Hong Kong home prices to follow an ‘L-shaped’ trend this year
Knight Frank expects prices to decline in the first half before remaining flat in the second half.
Given the existing high interest rate environment, insufficient purchasing power, and a high level of unsold inventory in completed projects, the Hong Kong residential market has remained subdued. According to a Knight Frank report, residential prices, beset with headwinds, have slackened for the sixth consecutive month.
“We expect residential property prices to fall by 5% in 2023 and the number of first-hand and second-hand transactions to drop to about 43,000 units, reaching the lowest level since 1997. Under the bleak economic conditions and uncertain future interest rate adjustments, we believe that the relaxation of the cooling measures is unlikely to reverse the downward trend in home prices in the short term,” said Martin Wong, Knight Frank’s Director and Head of Research & Consultancy, Greater China.
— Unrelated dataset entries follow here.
PR #83, opened 2016-04-22
Count the number of cleanups performed, in stats

itensionanders:
When running a busy ccache, it is useful to keep track of the number
of cleanups performed to know when you need to increase the cache size.

The number shown is actually the number of subdirectories, so when
you do a full cleanup the counter usually increases by 16 (not just 1).

### DIFF
--- a/cleanup.c
+++ b/cleanup.c
@@ -130,11 +130,12 @@ delete_sibling_file(const char *base, const char *extension)
 
 /* sort the files we've found and delete the oldest ones until we are
    below the thresholds */
-static void
+static bool
 sort_and_clean(void)
 {
 	unsigned i;
 	char *last_base = x_strdup("");
+	bool clean = false;
 
 	if (num_files > 1) {
 		/* Sort in ascending mtime order. */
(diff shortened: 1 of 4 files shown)


cleanup.c
```diff
@@ -130,11 +130,12 @@ delete_sibling_file(const char *base, const char *extension)
 
 /* sort the files we've found and delete the oldest ones until we are
    below the thresholds */
-static void
+static bool
 sort_and_clean(void)
 {
 	unsigned i;
 	char *last_base = x_strdup("");
+	bool clean = false;
```
jrosdahl: I suggest the name `cleaned` instead.

jrosdahl:
Looks good. Apply to master instead?

cleanup.c
itensionanders: Sounds good, think the name stuck even after converting it from `int` to `bool`

itensionanders:
Master is OK too.

jrosdahl:
Applied to master with a follow-up commit for the variable name change. Thanks!

PR #85, opened 2016-04-28
Convert -iprefix/-B/-L paths to relative paths

vijunag:
The patch fixes the issue mentioned here https://github.com/jrosdahl/ccache/issues/84.

### DIFF
--- a/ccache.c
+++ b/ccache.c
@@ -2451,10 +2451,18 @@ cc_process_args(struct args *args, struct args **preprocessor_args,
 			continue;
 		}
 		if (str_startswith(argv[i], "-iprefix")) {
-			char *relpath = make_relative_path(x_strdup(argv[i+1]));
-			char *option = format("%s", relpath);
-			args_add(cpp_args, "-iprefix");
-			args_add(cpp_args, option);
+			char *relpath = NULL;
+			char *option = NULL;
+			if (strlen(argv[i]) > strlen("-iprefix")) {
+				relpath = make_relative_path(x_strdup(argv[i] + strlen("-iprefix")));
+				option = format("-iprefix%s", relpath);
+				args_add(cpp_args, option);
+			} else {
+				relpath = make_relative_path(x_strdup(argv[i+1]));
+				option = format("%s", relpath);
+				args_add(cpp_args, "-iprefix");
+				args_add(cpp_args, option);
+			}
 			free(relpath);
 			free(option);
 			i++;
--- a/ccache.c
+++ b/ccache.c
@@ -2441,6 +2441,31 @@ cc_process_args(struct args *args, struct args **preprocessor_args,
 			free(option);
 			continue;
 		}
+                if (str_startswith(argv[i], "-B")) {
+			char *relpath = make_relative_path(x_strdup(argv[i] + 2));
+			char *option = format("-B%s", relpath);
+			args_add(stripped_args, option);
+			free(relpath);
+			free(option);
+			continue;
+                }
+                if (str_startswith(argv[i], "-iprefix")) {
+			char *relpath = make_relative_path(x_strdup(argv[i+1]));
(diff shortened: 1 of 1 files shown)


ccache.c
```diff
@@ -2441,6 +2441,31 @@ cc_process_args(struct args *args, struct args **preprocessor_args,
 			free(option);
 			continue;
 		}
+                if (str_startswith(argv[i], "-B")) {
```
jrosdahl: Please use tabs to indent the code, see HACKING.txt. Tip: You can use `make uncrustify` to make the code use ccache's code conventions.

ccache.c
```diff
@@ -2441,6 +2441,31 @@ cc_process_args(struct args *args, struct args **preprocessor_args,
...
+			char *relpath = make_relative_path(x_strdup(argv[i] + 2));
+			char *option = format("-B%s", relpath);
+			args_add(stripped_args, option);
+			free(relpath);
+			free(option);
+			continue;
+                }
+                if (str_startswith(argv[i], "-iprefix")) {
+			char *relpath = make_relative_path(x_strdup(argv[i+1]));
```
jrosdahl: Looks like this won't work well for

```
-iprefixfoo.h
```

? (Yes, that's a valid case, see http://www.mail-archive.com/ccache@lists.samba.org/msg01235.html.)

ccache.c
```diff
@@ -2441,6 +2441,31 @@ cc_process_args(struct args *args, struct args **preprocessor_args,
...
+			char *option = format("-iprefix %s", relpath);
+			args_add(stripped_args, option);
+			free(relpath);
+			free(option);
+			i++;
+			continue;
+                }
+                if (str_startswith(argv[i], "-L")) {
```
jrosdahl: Please reuse code between the `-B` and `-L` cases since they are identical except for `B` and `L`.

ccache.c
jrosdahl: Please use tabs to indent the code, see HACKING.txt. Tip: You can use make uncrustify to make the code use ccache's code conventions.

jrosdahl:
The tests fail after your change – it would nice if you could make sure that they stay working.

jrosdahl:
By the way, the patch has author "vijay@localhost.localdomain". Is that intentional?

ccache.c
vijunag: I RTFM'ed GCC and clearly there is a space between iprefix and the directory as mentioned here 
https://gcc.gnu.org/onlinedocs/cpp/Invocation.html
> 
-iprefix prefix
    Specify prefix as the prefix for subsequent -iwithprefix options. If the prefix represents a directory, you should include the final ‘/’. 
>
Also,  the link you've provided is broken. Can you please paste the compiler invocation here ?

ccache.c
vijunag: Done

ccache.c
jrosdahl: > I RTFM'ed GCC and clearly there is a space between iprefix and the directory as mentioned here 

Yes, but GCC is more forgiving than what's documented, so ccache needs to be as well.

> Also, the link you've provided is broken.

Bummer. Here's the link without the extraneous ".": http://www.mail-archive.com/ccache@lists.samba.org/msg01235.html

> Can you please paste the compiler invocation flags here ?

Sorry, I don't understand what you're asking for.

vijunag:
-iprefixfoo.h support has been added.

jrosdahl:
I've had a closer look at this and think that it would be better to instead improve the compopt framework (see compopt.c) to rewrite paths to *all* options that have properties TAKES_CONCAT_ARG  and TAKES_PATH. Adding code for specific options like suggested in this pull request quickly gets a bit messy and duplicated.

jrosdahl:
I took at shot at a more generic approach in 5fdb774.

PR #88, opened 2016-05-22
preprocessor mode: enable using identical header in different paths

jbasila:
Please see the following thread: http://www.mail-archive.com/ccache@lists.samba.org/msg01329.html

This fix will improve the ccache hit as it makes the preprocessor mode to be come insensitive to identical head files path changes.

### DIFF
--- a/test.sh
+++ b/test.sh
@@ -1247,8 +1247,8 @@ EOF
     checkstat 'cache miss' 1
     $CCACHE $COMPILER -c `pwd`/file.c
     checkstat 'cache hit (direct)' 1
-    checkstat 'cache hit (preprocessed)' 0
-    checkstat 'cache miss' 2
+    checkstat 'cache hit (preprocessed)' 1
+    checkstat 'cache miss' 1
 
     testname="__FILE__ in include file"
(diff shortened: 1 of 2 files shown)


test.sh
```diff
@@ -1458,12 +1458,12 @@ EOF
     checkstat 'cache miss' 1
     CPATH=subdir2 $CCACHE $COMPILER -c foo.c
     checkstat 'cache hit (direct)' 1
-    checkstat 'cache hit (preprocessed)' 0
-    checkstat 'cache miss' 2 # subdir2 is part of the preprocessor output
+    checkstat 'cache hit (preprocessed)' 1
+    checkstat 'cache miss' 1 # subdir2 is part of the preprocessor output
```
jrosdahl: This comment is now a bit misleading, right? Perhaps just remove it?

jbasila:
I removed the comment.

jrosdahl:
Applied now, thanks!

jrosdahl:
For future reference: This feature has been reverted. See #134 and 7cad4ac.

PR #89, opened 2016-05-26
Make it compile in mingw-w64 on Windows...

melven:
requires to define _POSIX in mingw-w64, e.g.
> CC="gcc -D_POSIX" ./configure

### DIFF
--- a/ccache.h
+++ b/ccache.h
@@ -257,6 +257,12 @@ typedef int (*COMPAR_FN_T)(const void *, const void *);
 #undef HAVE_MKSTEMP
 #endif
 
+/* mkstemp() on some versions of mingw sets _O_TEMPORARY, so
+   override */
+#ifdef __MINGW32__
+#undef HAVE_MKSTEMP
+#endif
+
 #ifdef _WIN32
 char *win32argvtos(char *prefix, char **argv);
 char *win32getshell(char *path);
--- a/system.h
+++ b/system.h
@@ -48,6 +48,19 @@
 #include <time.h>
 #include <unistd.h>
 #include <utime.h>
+#ifdef __MINGW32__
+#include <pthread.h>
+#include <windows.h>
+#include <winsock.h>
+#ifndef ESTALE
+#define ESTALE WSAESTALE
+#endif // ESTALE
+#ifndef WNOHANG
+#define WNOHANG 1
+#endif // WNOHANG
+#define HAVE_GETFINALPATHNAMEBYHANDLEW
+#endif // WIN32
+
 
 extern char **environ;
 
--- a/system.h
+++ b/system.h
@@ -49,6 +49,7 @@
 #include <unistd.h>
 #include <utime.h>
 #ifdef __MINGW32__
+/* use pthread for some signal stuff as not all modern posix functions are available */
 #include <pthread.h>
 #include <windows.h>
 #include <winsock.h>
@@ -59,7 +60,7 @@
 #define WNOHANG 1
 #endif // WNOHANG
 #define HAVE_GETFINALPATHNAMEBYHANDLEW
-#endif // WIN32
+#endif // __MINGW32__
 
 
 extern char **environ;
--- a/ccache.c
+++ b/ccache.c
@@ -338,22 +338,22 @@ temp_dir()
 void
 block_signals(void)
 {
-#ifndef WIN32
+#ifndef _WIN32
 	sigprocmask(SIG_BLOCK, &fatal_signal_set, NULL);
 #else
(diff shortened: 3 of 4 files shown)


jrosdahl:
Thanks for the patch.

However, it seems to break the i586-mingw32msvc-gcc build of ccache: https://travis-ci.org/jrosdahl/ccache/jobs/133046727

Why use `WIN32` instead of `_WIN32_?

Please follow the ccache coding conventions, e.g. use tabs for indentation.

TheOneRing:
While _WIN32 is a system define WIN32 is a custom define that needs to be defined manually. So please use _WIN32.
As mingw is probably the only native compiler that will ever be supported on windows, __MINGW32__ might also be replace by _WIN32 ?

jrosdahl:
@melven: Any updates regarding this pull request?

itensionanders:
@jrosdahl: this doesn't compile for me either.

Besides the WIN32 confusion mentioned above, there doesn't seem to be a `sigset_t` available ?
And hard-coding values from autoconf compatibility checks isn't really an improvement, either...

`#define HAVE_GETFINALPATHNAMEBYHANDLEW`

itensionanders:
Apparently you need to define _POSIX, to get _sigset (mentioned in the commit message)
But there's still some other implicit functions, like waitpid/kill/sigemptyset/sigaddset ?

melven:
Sorry, I had some other things to do; I will try to improve the patch soon...

Thanks for the feedback!

ccache.h
```diff
@@ -257,6 +257,12 @@ typedef int (*COMPAR_FN_T)(const void *, const void *);
 #undef HAVE_MKSTEMP
 #endif
 
+/* mkstemp() on some versions of mingw sets _O_TEMPORARY, so
```
itensionanders: Noticed this too, 18c773058637b16a2b522225bd9230ab3fb5a099

system.h
```diff
@@ -48,6 +48,20 @@
...
+#include <pthread.h>
+#include <windows.h>
+#include <winsock.h>
+#ifndef ESTALE
+#define ESTALE WSAESTALE
+#endif // ESTALE
+#ifndef WNOHANG
+#define WNOHANG 1
+#endif // WNOHANG
+#define HAVE_GETFINALPATHNAMEBYHANDLEW
```
itensionanders: Why is this needed ? Shouldn't it be found by configure (in config.h)

itensionanders:
I think that you need to make sure that configure adds the `-D_POSIX` if it is needed.
It would also be nice if it could cope with the ancient MinGW in Travis (Ubuntu 12.04)

melven:
Sorry for my slow response - I identified several problems with my build system/this merge request:

1. As I don't have autoconf/etc I used the a configure/config.h.in from the latest release (which does not yet contain the check for GetFinalPathNameByHandleW) - my fault!
2. The mkfstemp thing is (now) already fixed in 18c7730, thanks for that.
3. Compiling with -D_POSIX and using undeclared functions (kill, etc...) is quite ugly and I'm not sure if it works as expected (do the tests cover this? it should only get triggered when trying to close/kill ccache while compiling, right?)

So I would close this for now.

Further remarks:

Remaining problems for me on windows:

Minor fix for running .sh files (as compiler wrappers):
```
diff --git a/execute.c b/execute.c
index d7c75b8..0c20933 100644
--- a/execute.c
+++ b/execute.c
@@ -128,7 +128,8 @@ void add_exe_ext_if_no_to_fullpath(char *full_path_win_ext, size_t max_size,
        if (!ext || (!str_eq(".exe", ext)
                     && !str_eq(".bat", ext)
                     && !str_eq(".EXE", ext)
-                    && !str_eq(".BAT", ext))) {
+                    && !str_eq(".BAT", ext)
+                    && !str_eq(".sh",  ext))) {
                snprintf(full_path_win_ext, max_size, "%s.exe", path);
        } else {
                snprintf(full_path_win_ext, max_size, "%s", path);
```

The test *compilercheck=command* fails.

When I comment it out, I obtain the error: *the tmp directory should be empty* for suite base.

In the ccache.log there are random errors with unlinking files (*no such file or directory* for unlink/x_unlink). I suppose this is a timing issue on windows...

itensionanders:
Oh, I forgot how horrible that environment was. Like you mention, even `printf` is broken with the regular MinGW (actually MSVCRT but anyway). And that compilercheck=command failure is actually from the stray `^M` in the output, due to it being handled in "binary". Getting the .bat files working in MSYS also looks rather painful, with the chronic confusion of the path separator - is it `'/'` or the more insane `'\\'` ?

So MinGW sorta/kinda compiles and passes the unit tests (with #119), but getting it to *work* on Windows...

PR #90, opened 2016-05-26
Fortran support

melven:
first commit works for old Fortran 77.
second commit tries direct mode for Fortran 90/95 and newer...

Special things in (modern) Fortran:
* preprocessing doesn't resolve module dependencies; module files are required at compile time;
  so I disabled usage of indirect mode there (assuming ccache doesn't care about file dependencies after preprocessing...)
* the compiler may output an arbitrary number of module files per source file; these are currently not cached, but recreated using the -fsyntax-only flag on a cache hit.

Needs some more testing...

### DIFF
--- a/ccache.c
+++ b/ccache.c
@@ -213,6 +213,9 @@ static bool direct_i_file;
 /* the name of the cpp stderr file */
 static char *cpp_stderr;
 
+/* the name of the custom fortran module directory (default: pwd dirname) */
+static char *fortran_module_dir = NULL;
+
 /*
  * Full path to the statistics file in the subdirectory where the cached result
  * belongs (<cache_dir>/<x>/stats).
@@ -1138,6 +1141,12 @@ to_cache(struct args *args)
 	 */
 	x_unsetenv("DEPENDENCIES_OUTPUT");
 
+  /* for Fortran explicitly specify target module directory */
+  if (fortran_module_dir) {
+    args_add(args, "-J");
+    args_add(args, fortran_module_dir);
+  }
+
 	if (conf->run_second_cpp) {
 		args_add(args, input_file);
 	} else {
@@ -1147,6 +1156,9 @@ to_cache(struct args *args)
 	cc_log("Running real compiler");
 	status = execute(args->argv, tmp_stdout_fd, tmp_stderr_fd, &compiler_pid);
 	args_pop(args, 3);
+	if (fortran_module_dir) {
+    args_pop(args, 2);
+	}
 
 	if (x_stat(tmp_stdout, &st) != 0) {
 		/* The stdout file was removed - cleanup in progress? Better bail out. */
@@ -1914,14 +1926,21 @@ calculate_object_hash(struct args *args, struct mdfour *hash, int direct_mode)
  * then this function exits with the correct status code, otherwise it returns.
  */
 static void
-from_cache(enum fromcache_call_mode mode, bool put_object_in_manifest)
+from_cache(enum fromcache_call_mode mode, bool put_object_in_manifest, struct args* args)
 {
 	struct stat st;
 	bool produce_dep_file = false;
+  char *tmp_stdout, *tmp_stderr;
+  int tmp_stdout_fd, tmp_stderr_fd, status;
 
 	/* the user might be disabling cache hits */
 	if (conf->recache) {
 		return;
+	}
+
+	/* Fortran 90/95 code might depend on module files, so allow only direct mode then */
+	if (fortran_module_dir && mode != FROMCACHE_DIRECT_MODE ) {
+    return;
 	}
 
 	if (stat(cached_obj, &st) != 0) {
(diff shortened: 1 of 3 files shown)


jrosdahl:
Thanks for you effort! However, I'm not convinced that it would be a good idea to add Fortran support to ccache. I'm primarily concerned of the increased maintanance burden.

melven:
I understand. Still it would be nice to have better support for Fortran in compilers and tools (such as ccache). There is a lot of software that make C/C++ development easier, but really only few (none?) that really work for modern Fortran.

As a compromise: Could you reconsider the first commit with Fortran 77 support? This would already speed up things like building LAPACK a lot. And I don't see a real difference for the maintenance here.

jrosdahl:
> As a compromise: Could you reconsider the first commit with Fortran 77 support? This would already speed up things like building LAPACK a lot. And I don't see a real difference for the maintenance here.

Sure, applied in c0875cf.

melven:
Thanks

boegel:
I ran into this error earlier today while compiling CP2K:

```
    /tmp//CP2K/2.4.0/goolf-1.4.10-ipi/cp2k-2.4.0/makefiles/../src/input_constants.F:16.6:

  USE f77_blas
      1
Fatal Error: Can't open module file 'f77_blas.mod' for reading at (1): No such file or directory
make[2]: *** [input_constants.o] Error 1
```

I took me a while to figure out why this was failing all of a sudden, since it worked fine before, but then I realised I had `ccache` in place for `gfortran` (`ccache` works so well that you easily forget about having it in place... :+1:). 
I remembered someone mentioned an issue related to Fortran modules and `ccache`. A post on the ccache mailing list (https://lists.samba.org/archive/ccache/2016q4/001476.html) pointed me here.

@jrosdahl I understand and support your decision not to take the Fortran support in `ccache` too far, let me be clear on that.

I was just wondering whether this could be handled better, to avoid a failing compilation when `ccache` is wrapping `gfortran` and Fortran modules come into play...

Can we avoid caching the result when Fortran modules were being generated?
A cache miss is way more desirable than a compilation failure imho...

Thoughts @melven? Can this be done without imposing a maintenance burden on `ccache`?

I'm aware of `f90cache`, but it seems like it is not being updated which means it's unusable with GCC 5.x and newer (cfr. https://github.com/ccache/ccache/issues/131#issuecomment-249509674).

melven:
Hi @boegel 

I'm sorry my changes cause problems.

The intention of merging only the Fortran 77 stuff in c0875cf was to avoid complex problems with ".mod" files in "modern" Fortran. However, gfortran seems to silently accept Fortran 90/95 and newer code.
In particular setting the language explicitly ("gcc -x f77" and "gcc -x f95") doesn't make any difference (which I didn't know/check): it always accepts Fortran 95+.

So I don't see any usable way to check that a file really contains Fortran 77 code.
@jrosdahl: That means to **revert c0875cf** as ccache shouldn't cause problems for code accepted by the compiler, right?
(The only possibility I figured out is grepping "gfortran -fdump-fortran-original" for "attributes: (MODULE" or grepping the preprocessed code for module lines, which doesn't seem suitable)

Regards
Melven

PS @ boegel:
Fyi if you are interested in working Fortran support with modules:
The problem shouldn't occur with *both* commits suggested above (the second one recreates ".mod" files by calling "gfortran -fsyntax-only"). This could be a start for a more sophisticated approach.
But you would have to convince jrosdahl about the increased complexity / maintenance...

boegel:
@melven Your suggestions try to predict whether any `.mod` files *would* be generated (meaning the compilation result shouldn't be cached), but how about just letting `ccache` *check* whether any `.mod` files were generated and then decide whether or not to actually cache the compilation result, is that an option?
It's OK if that would lead to false positives, the worse thing that can happen is that a compilation result where `.mod` files are suddenly detected is not being cached, but that's not the end of the world (well, a compilation failure isn't either, but you get the idea ;-)).

Thanks for the suggestion of patching the official `ccache` release with the other stuff you have here, I'll take a look at that.

melven:
This would also work, but requires to overwrite "-J" with a temporary directory and to detect and copy the generated files afterwards...

jrosdahl:
@boegel: Could you open a separate issue for this problem?

> This would also work, but requires to overwrite "-J" with a temporary directory and to detect and copy the generated files afterwards...

@melven: Do you think that this is the way forward or should we revert c0875cf as you mentioned earlier?

fcasson:
I have interest in the Fortran use case. From what I understand, the reason this is hard is that you need the dependency tree to be provided across all the source files that may interact via modules. This information should be available from cmake. builds. Has anyone looked into trying to get dependency graph out of cmake and pass it to ccache for the Fortran use case?

I also saw this tool: https://perso.univ-rennes1.fr/edouard.canot/f90cache/ but it also needs the dependency tree given to it. I'd prefer to use ccache as it looks a lot better maintained.

melven:
> I have interest in the Fortran use case. From what I understand, the reason this is hard is that you need the dependency tree to be provided across all the source files that may interact via modules. This information should be available from cmake builds. Has anyone looked into trying to get dependency graph out of cmake and pass it to ccache for the Fortran use case?
> 
> I also saw this tool: https://perso.univ-rennes1.fr/edouard.canot/f90cache/ but it also needs the dependency tree given to it. I'd prefer to use ccache as it looks a lot better maintained.

Hi,

your assumption is correct concerning the dependency tree.
I'm not as familiar with the CMake-Format of that dependency file.
One could also obtain this information from the compiler and store it in ccache - that would be independent of ccache.
Unfortunately, I don't have enough time to look into this currently. But we are also still interested in this feature (supporting Fortran).

This topic is closely related to C++20 modules, see https://github.com/ccache/ccache/issues/1252.<br>
So there will probably be more interest in C++20 modules and we can later adjust that implementation to make it work for Fortran, too...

Here’s more from Knight Frank:
Looking ahead to 2024, we expect residential property prices in Hong Kong to follow an “L-shaped” trend, declining in the first half of the year and remaining flat in the second half. Mass residential property prices are set to drop by 0% to 5% and luxury residential property prices will remain stable. It is expected that the total volume of first-hand and second-hand transactions will rebound slightly to 48,000-53,000 units, with first-hand transactions accounting for approximately 30% of the total.
The leasing market, in contrast, remained robust, as supported by the growing demand from an increased number of overseas talent attracted to Hong Kong through the Top Talent Pass Scheme. We expect mass residential rents to go up by 5% to 8% in 2024, while that of luxury residential will go up by 3% to 5%.
We estimate that the government land sale revenue in 2024 will reach HK$20-25 billion, while the annual land premiums are expected to reach HK$15-20 billion.